*** DATA RECORDS Section Begins ***

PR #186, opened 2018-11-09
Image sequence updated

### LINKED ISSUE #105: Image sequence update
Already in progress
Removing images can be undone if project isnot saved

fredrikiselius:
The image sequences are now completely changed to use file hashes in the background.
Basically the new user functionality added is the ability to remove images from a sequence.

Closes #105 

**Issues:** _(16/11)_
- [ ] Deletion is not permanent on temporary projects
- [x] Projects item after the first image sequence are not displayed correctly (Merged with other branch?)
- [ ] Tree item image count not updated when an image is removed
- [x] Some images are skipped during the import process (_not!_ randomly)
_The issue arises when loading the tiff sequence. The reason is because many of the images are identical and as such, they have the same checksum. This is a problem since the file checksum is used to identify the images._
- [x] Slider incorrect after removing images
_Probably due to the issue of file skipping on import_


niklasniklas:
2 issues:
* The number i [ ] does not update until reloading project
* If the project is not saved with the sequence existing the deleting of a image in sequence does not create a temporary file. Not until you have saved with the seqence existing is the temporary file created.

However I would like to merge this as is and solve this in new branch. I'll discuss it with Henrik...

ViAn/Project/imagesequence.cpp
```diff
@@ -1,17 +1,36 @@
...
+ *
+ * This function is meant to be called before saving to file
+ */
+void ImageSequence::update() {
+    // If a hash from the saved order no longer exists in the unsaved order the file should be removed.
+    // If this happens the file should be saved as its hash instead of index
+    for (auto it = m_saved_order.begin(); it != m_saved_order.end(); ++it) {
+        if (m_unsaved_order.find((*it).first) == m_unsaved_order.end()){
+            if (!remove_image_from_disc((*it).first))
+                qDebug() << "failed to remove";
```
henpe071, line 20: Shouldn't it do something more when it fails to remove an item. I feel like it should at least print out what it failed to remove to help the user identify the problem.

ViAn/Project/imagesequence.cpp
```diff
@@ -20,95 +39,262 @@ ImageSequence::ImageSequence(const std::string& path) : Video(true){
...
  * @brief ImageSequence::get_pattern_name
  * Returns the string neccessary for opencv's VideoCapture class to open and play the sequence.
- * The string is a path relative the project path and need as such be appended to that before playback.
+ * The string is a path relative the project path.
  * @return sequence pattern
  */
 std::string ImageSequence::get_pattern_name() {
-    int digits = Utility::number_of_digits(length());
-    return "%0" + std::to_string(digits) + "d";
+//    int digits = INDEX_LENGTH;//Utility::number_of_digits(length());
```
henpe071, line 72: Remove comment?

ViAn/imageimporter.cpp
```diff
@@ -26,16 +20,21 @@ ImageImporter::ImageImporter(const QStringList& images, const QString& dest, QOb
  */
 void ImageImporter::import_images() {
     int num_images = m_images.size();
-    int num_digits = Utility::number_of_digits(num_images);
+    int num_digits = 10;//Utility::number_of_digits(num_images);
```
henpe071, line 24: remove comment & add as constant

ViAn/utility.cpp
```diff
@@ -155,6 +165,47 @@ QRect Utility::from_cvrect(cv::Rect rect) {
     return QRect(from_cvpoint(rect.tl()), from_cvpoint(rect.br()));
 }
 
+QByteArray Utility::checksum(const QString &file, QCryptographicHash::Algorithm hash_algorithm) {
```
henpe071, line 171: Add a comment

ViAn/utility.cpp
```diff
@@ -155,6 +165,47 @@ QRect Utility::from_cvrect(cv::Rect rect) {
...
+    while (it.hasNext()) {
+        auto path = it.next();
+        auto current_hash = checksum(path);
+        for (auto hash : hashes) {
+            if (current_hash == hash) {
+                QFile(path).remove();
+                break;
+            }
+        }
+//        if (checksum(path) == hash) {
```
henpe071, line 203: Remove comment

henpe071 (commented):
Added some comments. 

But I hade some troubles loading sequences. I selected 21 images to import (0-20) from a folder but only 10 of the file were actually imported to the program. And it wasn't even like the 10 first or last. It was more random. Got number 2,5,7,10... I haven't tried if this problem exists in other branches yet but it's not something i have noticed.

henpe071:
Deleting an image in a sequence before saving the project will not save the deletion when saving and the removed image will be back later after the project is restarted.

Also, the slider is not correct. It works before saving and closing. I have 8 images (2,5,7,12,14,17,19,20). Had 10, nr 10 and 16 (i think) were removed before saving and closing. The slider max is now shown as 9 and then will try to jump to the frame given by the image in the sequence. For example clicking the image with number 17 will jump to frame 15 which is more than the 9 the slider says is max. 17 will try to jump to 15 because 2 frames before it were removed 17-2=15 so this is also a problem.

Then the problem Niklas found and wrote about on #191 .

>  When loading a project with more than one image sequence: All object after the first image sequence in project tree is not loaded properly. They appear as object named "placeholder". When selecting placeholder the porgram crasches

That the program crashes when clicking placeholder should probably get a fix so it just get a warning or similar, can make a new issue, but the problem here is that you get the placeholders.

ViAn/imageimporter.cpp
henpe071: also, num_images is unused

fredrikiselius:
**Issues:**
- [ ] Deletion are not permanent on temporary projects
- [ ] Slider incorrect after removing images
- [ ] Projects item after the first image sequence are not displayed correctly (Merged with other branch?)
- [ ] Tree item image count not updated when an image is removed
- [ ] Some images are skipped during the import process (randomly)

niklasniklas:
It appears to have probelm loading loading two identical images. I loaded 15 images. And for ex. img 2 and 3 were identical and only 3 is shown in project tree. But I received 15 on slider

*** DATA RECORDS Section Ends ***
*** DATA RECORDS Section Begins ***

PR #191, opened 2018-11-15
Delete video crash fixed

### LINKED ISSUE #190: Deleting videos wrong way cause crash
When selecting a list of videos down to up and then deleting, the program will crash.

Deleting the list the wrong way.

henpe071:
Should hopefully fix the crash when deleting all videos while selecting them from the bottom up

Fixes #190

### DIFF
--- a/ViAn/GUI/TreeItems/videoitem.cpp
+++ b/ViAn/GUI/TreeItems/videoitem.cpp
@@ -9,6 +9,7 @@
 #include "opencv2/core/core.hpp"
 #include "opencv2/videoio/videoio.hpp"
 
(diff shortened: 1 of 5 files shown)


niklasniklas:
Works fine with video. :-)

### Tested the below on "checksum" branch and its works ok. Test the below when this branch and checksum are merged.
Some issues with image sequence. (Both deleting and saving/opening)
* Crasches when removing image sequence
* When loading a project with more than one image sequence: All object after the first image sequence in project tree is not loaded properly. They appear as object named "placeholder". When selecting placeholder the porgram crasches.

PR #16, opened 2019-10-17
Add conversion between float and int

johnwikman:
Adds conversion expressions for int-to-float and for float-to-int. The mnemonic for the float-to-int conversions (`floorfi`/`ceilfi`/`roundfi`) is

*** DATA RECORDS Section Ends ***
*** DATA RECORDS Section Begins ***

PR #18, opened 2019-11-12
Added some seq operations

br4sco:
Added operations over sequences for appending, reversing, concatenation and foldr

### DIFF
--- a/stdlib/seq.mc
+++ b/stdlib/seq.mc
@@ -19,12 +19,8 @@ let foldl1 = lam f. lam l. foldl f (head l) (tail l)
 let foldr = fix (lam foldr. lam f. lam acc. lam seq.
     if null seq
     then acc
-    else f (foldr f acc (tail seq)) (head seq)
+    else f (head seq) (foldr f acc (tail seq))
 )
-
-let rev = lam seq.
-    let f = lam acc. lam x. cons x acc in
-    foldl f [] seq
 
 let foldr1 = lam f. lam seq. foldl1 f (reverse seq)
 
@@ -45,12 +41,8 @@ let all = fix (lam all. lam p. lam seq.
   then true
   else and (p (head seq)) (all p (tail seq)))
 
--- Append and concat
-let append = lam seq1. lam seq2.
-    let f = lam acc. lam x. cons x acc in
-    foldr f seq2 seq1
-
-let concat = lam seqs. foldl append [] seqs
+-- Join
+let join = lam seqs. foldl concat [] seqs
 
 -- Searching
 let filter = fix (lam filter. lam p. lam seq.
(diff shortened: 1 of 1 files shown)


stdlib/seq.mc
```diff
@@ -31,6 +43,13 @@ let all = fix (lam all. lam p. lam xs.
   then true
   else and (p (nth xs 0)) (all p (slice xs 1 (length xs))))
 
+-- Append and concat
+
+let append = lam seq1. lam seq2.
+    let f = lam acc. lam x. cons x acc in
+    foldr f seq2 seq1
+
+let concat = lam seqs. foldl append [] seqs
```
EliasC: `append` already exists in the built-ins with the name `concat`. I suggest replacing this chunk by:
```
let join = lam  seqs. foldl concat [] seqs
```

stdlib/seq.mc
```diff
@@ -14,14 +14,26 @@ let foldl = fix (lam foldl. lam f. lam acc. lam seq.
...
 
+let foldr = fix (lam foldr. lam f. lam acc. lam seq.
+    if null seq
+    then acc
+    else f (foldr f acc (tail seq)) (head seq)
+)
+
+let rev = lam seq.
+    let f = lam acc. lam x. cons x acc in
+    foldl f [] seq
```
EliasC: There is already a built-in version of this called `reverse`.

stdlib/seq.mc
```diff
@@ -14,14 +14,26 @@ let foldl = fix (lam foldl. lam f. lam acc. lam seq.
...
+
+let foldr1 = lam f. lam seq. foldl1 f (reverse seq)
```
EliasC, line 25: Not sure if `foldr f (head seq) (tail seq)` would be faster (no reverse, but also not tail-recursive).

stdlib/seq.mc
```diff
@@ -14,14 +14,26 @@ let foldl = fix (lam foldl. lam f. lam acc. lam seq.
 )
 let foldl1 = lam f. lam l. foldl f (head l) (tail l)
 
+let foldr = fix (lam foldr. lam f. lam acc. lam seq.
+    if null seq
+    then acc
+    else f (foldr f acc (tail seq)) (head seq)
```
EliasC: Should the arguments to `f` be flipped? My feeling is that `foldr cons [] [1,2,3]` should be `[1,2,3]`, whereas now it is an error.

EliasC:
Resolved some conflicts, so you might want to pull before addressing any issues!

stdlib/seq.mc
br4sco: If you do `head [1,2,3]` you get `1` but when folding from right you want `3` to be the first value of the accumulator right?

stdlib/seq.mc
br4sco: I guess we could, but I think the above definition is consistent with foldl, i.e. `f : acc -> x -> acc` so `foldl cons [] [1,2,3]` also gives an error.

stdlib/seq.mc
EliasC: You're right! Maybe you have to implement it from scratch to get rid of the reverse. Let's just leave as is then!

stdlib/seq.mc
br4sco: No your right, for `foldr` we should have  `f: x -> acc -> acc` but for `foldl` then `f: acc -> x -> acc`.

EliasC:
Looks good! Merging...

*** DATA RECORDS Section Ends ***

* EXERCISE: Note every line above where the string "would" shows up, and copy those lines.

* WRITTEN SOLUTION:
However I would like to merge this as is and solve this in new branch. I'll discuss it with Henrik...
EliasC, line 25: Not sure if `foldr f (head seq) (tail seq)` would be faster (no reverse, but also not tail-recursive).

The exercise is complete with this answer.